PR #2068, opened 2026-08-04
Add `-h`/`--help` CLI flags and a width-responsive help screen

cb1kenobi:
## Preface

The Harper CLI's help does not follow the standard `-h` and `--help`, so I decided to add support for this. There is a lot of content in the help screen and attempting to pre-format it is problematic if the terminal is not wide enough, so this PR introduces a structured help definition and a simple formatter that adjusts the size to various terminal widths.

## What

`harper -h` / `harper --help` now print the top-level help. The help text also moved out of the inline `HELP` string in `bin/harper.ts` into `bin/help.ts` as structured data, rendered to the terminal width (capped at 120 columns) at call time — so descriptions wrap and stay aligned instead of overflowing a fixed-width string.

## Why

`harper -h`/`--help` previously fell through the `startsWith('-')` guard and silently ran Harper in the foreground instead of showing help.

## Where to look

- **`bin/help.ts`** — content is structured data (command tables, prose paragraphs, verbatim code samples); `help()` renders and wraps it. Long prose is split into `.join(' ')` fragments purely for source readability — `wrap()` reflows on whitespace, so the rendered output is unchanged (verified byte-identical across widths).
- **`wantsTopLevelHelp(argv, service)` in `bin/harper.ts`** — the `-h`/`--help` decision, extracted as a pure function so it is unit-testable without driving the real `harper()` dispatch. It defers to `mcp` and `agent`/`chat`, which own their own `--help` downstream.

## Narrow terminals

On terminals too narrow for the two-column layout (width < the description column + 20), command rows switch to a **stacked** form — command name on its own line, description indented beneath it — so they no longer overflow. Wider terminals keep the aligned two-column layout unchanged. (Added in response to review feedback; the deliberately-unwrapped code samples and long URLs still overflow at extreme widths by design.)

## Tests

`unitTests/bin/help.test.js` covers the renderer (width cap, narrow-width wrapping, reflow, unbroken URLs, column alignment, the narrow-terminal stacked layout at 30 columns, every command present) and the help-flag decision (positive cases, the `mcp`/`agent`/`chat` delegation negatives, and that an operation param such as `role=--help` does not false-trigger).

Generated by Claude Opus 4.8 (1M context).


bin/help.ts
```diff
@@ -0,0 +1,205 @@
...
+	lines.push(line);
+	return lines;
+}
+
+function renderBlock(block: Block, width: number, nameWidth: number, descCol: number): string[] {
+	if ('commands' in block) {
+		return block.commands.flatMap(([name, description]) => {
+			const wrapped = wrap(description, Math.max(1, width - descCol));
+			const head = pad(INDENT) + name.padEnd(nameWidth) + DASH;
+			return [head + (wrapped[0] ?? ''), ...wrapped.slice(1).map((line) => pad(descCol) + line)];
```
kriszyp: On terminals narrower than `descCol`, `Math.max(1, width - descCol)` wraps descriptions one word at a time but every line still receives the full fixed indent (and the first line retains the padded command header). For example, at 30 columns the `start` row already exceeds the terminal width, independent of the intentionally unbreakable URLs. Could the command renderer switch to a stacked layout below `descCol`—command name on one line and a smaller-indented description below it—and add a narrow-width test (for example 30 columns)? That would make the advertised width responsiveness hold for small terminals.

— KrAIs (GPT-5)

kriszyp (approved):
Awesome!

bin/help.ts
cb1kenobi: Good call — done in 63391a36f. Below the two-column description width (when the terminal is narrower than `descCol + 20`), each command now renders stacked: the name on its own line with the description indented beneath it, so command rows no longer overflow. Wider terminals keep the aligned two-column layout unchanged. Added a 30-column test asserting the Server section (pure command rows) fits and that no two-column rows survive at that width. The deliberately-unwrapped code samples still overflow at extreme widths, as you noted. Thanks for pushing on this — the small-terminal experience is genuinely better for it!

— Claude Opus 4.8

kriszyp (approved):
Great!

PR #2070, opened 2026-08-04
test(server,resources): pin streaming delivery + stream-error contracts

kriszyp:
Promotes two exploratory-QA specs into permanent regression anchors for the streaming paths. Test-only — no product code changes.

| Spec | What it pins |
|---|---|
| `integrationTests/resources/subscription-delivery-completeness.test.ts` (QA-883 / P-629) | The **lossless boundary** of the subscription dispatcher: at a spaced/settled write rate, in-process `subscribe()`, SSE and MQTT all deliver every transition (`dropped === 0`) at `threads=1` and `threads=4`; under burst, coalescing exists and the terminal value is always correct and monotonic-final. |
| `integrationTests/server/stream-error-contract.test.ts` (QA-890 / P-630) | The **stream-error contract** across 3 surfaces (SSE, NDJSON, iterable-REST) × 2 servers (Node, uWS) × 2 throw points (pre-first-yield, mid-stream), asserting on **raw socket bytes** so "0 bytes / no status line" is distinguishable from "200 with an empty body" — a distinction `fetch()` cannot express. |

## Why the raw-socket capture

`fetch()` collapses "the server never wrote a status line" and "the server returned 200 with an empty body" into the same observable. Both happen today on different server glues for the same resource, so the spec drives a manual `net.Socket` and parses the chunked framing itself.

## What the pre-first-yield arms assert (and deliberately do not)

Today the three surfaces diverge on a generator that throws before its first `yield` — Node emits zero bytes, uWS emits a clean 200, and iterable-REST returns 200 with an in-band `{"error": …}` element. That divergence is an open question (QA finding F-275 / F-277), and **pinning the observed byte shape would freeze a bug into CI**. So those arms assert only the invariant that holds regardless of how the contract is settled: **the server terminates the request itself and never leaves the client hanging** until its own timeout. The full observed shape is printed as a result table on stdout, so a change is visible in CI logs without turning the suite red.

The control and mid-stream arms assert normal behaviour directly.

## Coverage

- `surface=in-process|sse|mqtt | write-rate=slow|burst | threads=1|4`
- `surface=sse|ndjson|iterable-rest | server=node|uws | throw-point=pre-yield|mid-stream`

Nothing in the tracked suite currently pins subscription *delivery completeness* (existing subscription tests cover revocation and protocol behaviour) or any stream-error contract, and nothing anywhere asserts on raw socket bytes.

## Verification

Run in this branch's worktree on `main` @ `6036bd8b2`:

- `stream-error-contract` — **10/10** on the Node leg, **10/10** on the uWS leg (`HARPER_UWS_HTTP=1`)
- `subscription-delivery-completeness` — **5/5** (threads=1 and threads=4 suites)
- Re-run after `prettier --write` to confirm formatting was behaviour-neutral; `prettier --check` and `oxlint --deny-warnings` both clean, run from inside the repo tree.

Both specs are `requires-isolation` (distinct server config per leg / in-process subscriber at module load), so each stays its own file rather than joining a shared-instance suite.

## Review feedback update (2026-08-18)

- Rebased onto current `main`; the superseded `purgeTarget` refactor is gone.
- Stream controls now assert complete decoded payloads and terminal chunk framing. Mid-stream arms assert the exact yielded payload, including the iterable-REST error element.
- Every raw capture snapshots its specific fixture counter and requires exactly one open and close delta.
- The final liveness canary now reuses the clean-completion oracle, requiring the full payload, terminal chunk, and server-side connection termination.
- Bun 1.3.14 reproduces an upstream-facing finite iterable-REST connection-finalization gap. It is tracked in #2210; only the two affected Bun arms are skipped, while the other eight Bun cases remain active.

Verification after the review fixes: build and required lint passed; focused Node and uWS suites passed 10/10; pinned Bun 1.3.14 passed 8 with the two #2210 skips. The full unit gates exposed unrelated existing failures after the main merge: `test:unit:main` opens a stale configured system database before tests load, and `test:unit:resources` fails in merged-main random-access/replay-structure tests.

Independent review: Gemini + Cursor Grok full pass, then Gemini delta pass. Claude was intentionally excluded by the dispatch quota policy.

🤖 Generated by GPT-5 Codex

<sub>Human-Review-Need: 3 @ 248a0bddcd3e</sub>


cb1kenobi (approved):

integrationTests/server/stream-error-contract.test.ts
```diff
@@ -0,0 +1,448 @@
...
+import { setTimeout as sleep } from 'node:timers/promises';
+import net from 'node:net';
+import http from 'node:http';
+import { URL } from 'node:url';
+import { setupHarperWithFixture, teardownHarper, type ContextWithHarper } from '@harperfast/integration-testing';
+// @ts-expect-error utils/client.mjs has no type declarations; runtime resolves fine
+import { createApiClient } from '../apiTests/utils/client.mjs';
+
+const FIXTURE_PATH = resolve(import.meta.dirname, 'stream-error-contract');
+const skipSuite = process.platform === 'win32';
```
heskew, line 41: **Blocker:** This suite still runs on Bun, but the current Bun shard fails both iterable-REST arms after 15 seconds. In each case the raw capture received the complete body and terminal chunk, but Harper never honored `Connection: close`, so this adds a permanently red path to the supported CI matrix. Please fix Bun iterable-response finalization before merging, or explicitly skip Bun here with a tracked defect if that contract is intentionally deferred.

---

integrationTests/server/stream-error-contract.test.ts
```diff
@@ -0,0 +1,448 @@
...
+				console.log(`\n[stream-error-contract][variant=${VARIANT}] RESULT TABLE`);
+				for (const cap of captures) console.log(`  ${summarize(cap)}`);
+			} finally {
+				await teardownHarper(ctx);
+			}
+		});
+
+		function assertMidStreamTermination(cap: RawCapture) {
+			strictEqual(cap.status, 200, `${cap.surface} mid-stream response should start 200, got ${cap.status}`);
+			ok(cap.totalBytes > 0, `${cap.surface} mid-stream response must include data before the throw`);
```
heskew: `totalBytes` includes the status line and headers, so it is already greater than zero once the preceding `status === 200` assertion passes. SSE and NDJSON can therefore drop both yielded records and still pass; iterable REST only checks the final error element. Please decode and assert the expected `{ n: 0 }, { n: 1 }` prefix for each surface, and assert the complete payloads in the clean controls.

---

integrationTests/server/stream-error-contract.test.ts
```diff
@@ -0,0 +1,448 @@
...
+				'text/event-stream',
+				authHeader,
+				'sse',
+				'pre-first-yield'
+			);
+			captures.push(cap);
+			console.log(
+				`[QA-890][sse/pre] status=${cap.status} totalBytes=${cap.totalBytes} socketEvents=\n  ${cap.socketEvents.join('\n  ')}`
+			);
+			assertServerTerminated(cap);
```
heskew, line 390: This can pass without invoking `SsePreYield` at all: a prompt 404 or framework-level 500 satisfies `assertServerTerminated`, and the final lifecycle check accepts `opened === closed` when both are zero. The NDJSON and JSON arms also share one counter, so an aggregate nonzero count would not prove both ran. Please snapshot the relevant probe counters around each request and require exactly one open/close delta.

---

heskew (changes requested):
Requesting changes for the supported Bun CI failure and two false-green oracles in the new stream regression anchor. The subscription coverage remains useful. During the required rebase, please also drop the superseded `purgeTarget` refactor in the conflicting transaction-log test; current main now handles RocksDB's table-scoped refusal explicitly.

---

cb1kenobi:
Re-reviewed `248a0bdd` (incremental `534d8a7d…248a0bdd`) — no issues found. This PR looks good, nice job!

Notes from the re-review, since the range is dominated by `main` arriving:

**Separating this PR's work from the base merge.** Of the nine files, only two differ between `534d8a7d` and the current head (blob-SHA compared): `txnlog-purge-stale-read-blast.test.ts` and `stream-error-contract.test.ts`. The other seven are byte-identical. More importantly, the `tableScopeRefused` / two-phase purge rework that shows up in that range **is already on `main`** and arrived here via the merge — against the merge base this PR's only change to the purge spec is **+5 / -0**, adding the missing `restHits.length === DEL_COUNT` precondition to test 2. PR-vs-base overall is 1363 insertions and **zero deletions**; nothing was removed or relaxed.

**The #2051 signal is intact and slightly stronger.** That regression (60,483 ms timeout → 1,550 ms) surfaces in test 2 "WARM", backed by `rawOp`'s 60 s `AbortSignal` and the test's own `{ timeout: 60_000 }`. `DEL_COUNT`, `KEEP_COUNT`, `BATCH_SIZE`, `PAYLOAD_PAD` and every timeout literal are unchanged; the range's single hunk lands in test 5, well below test 2. The `[lmdb]` arm now sends exactly the request the old `purgeTarget` produced, plus one *added* `COMPLETE` assertion — and this PR adds a REST-query row-count assertion that previously was only logged.

**Mutation-tested rather than assumed.** `node_modules/harper` here is a real published-package copy, so the harness will silently resolve the npm build unless `HARPER_INTEGRATION_TEST_INSTALL_SCRIPT` is pinned; every run below pinned it at the local `dist/bin/harper.js` and verified the runner's resolution log line, rebuilt with `tsc -p tsconfig.build.json`, and grepped each marker in `dist/` asserting exactly one occurrence.

| mutation | result |
|---|---|
| none (control) | stream 10/10 in 6.80 s; purge 14/14 in 18.17 s |
| SSE frame `data: ` → `data:` (`contentTypes.ts`) | 3 arms red: `control: SseHealth`, `sse: mid-stream`, `Z: liveness canary` |
| …same mutation against the **pre-delta** spec at `534d8a7d` | **10/10 green** — so the delta catches a wire-format regression the old spec could not |
| in-band error value (`JSONStream.ts`) | `iterable-rest: mid-stream` red |
| disable the #2049 RocksDB table-scope refusal (`ResourceBridge.ts`) | `[rocksdb] 5. CONTRAST ARM` red on the exact new message; `[lmdb]` still green, so the assertion is correctly engine-conditional |
| drop one row from `searchByValue` for the fixture table | **`[lmdb]` test 2 (WARM) red** — the arm that caught #2051 is demonstrably live at this head |

One gap stated plainly: I did not mutation-test the `captureWithLifecycle` open/close deltas — there is no narrow production lever for them, since the fixture generators finalize in `finally` on every path the suite drives. Their non-vacuousness rests on the observed counters instead (`iterPreYield {opened: 2, closed: 2}`, etc., i.e. both the NDJSON and JSON arm of each shared counter genuinely ran and finalized).

The transaction-lifetime work `main` brought in (`DatabaseTransaction.ts`, `Table.ts`, `auditStore.ts`) does not disturb the purge spec: `entries_deleted` came back 9073 on RocksDB and 12000 on LMDB, so the non-vacuity guard still holds on both arms.

CI at this head is green apart from three Windows integration shards still running; Windows skips the stream-error contract by design.

—
_Generated by Barber AI_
=-=-=
Task to complete
What you give back should be only the lines of the records above, starting at the line with "a fixed-width string." and ending at the line with "## Where to look", restated word for word.

Problem solution
`harper -h` / `harper --help` now print the top-level help. The help text also moved out of the inline `HELP` string in `bin/harper.ts` into `bin/help.ts` as structured data, rendered to the terminal width (capped at 120 columns) at call time — so descriptions wrap and stay aligned instead of overflowing a fixed-width string.

## Why

`harper -h`/`--help` previously fell through the `startsWith('-')` guard and silently ran Harper in the foreground instead of showing help.

## Where to look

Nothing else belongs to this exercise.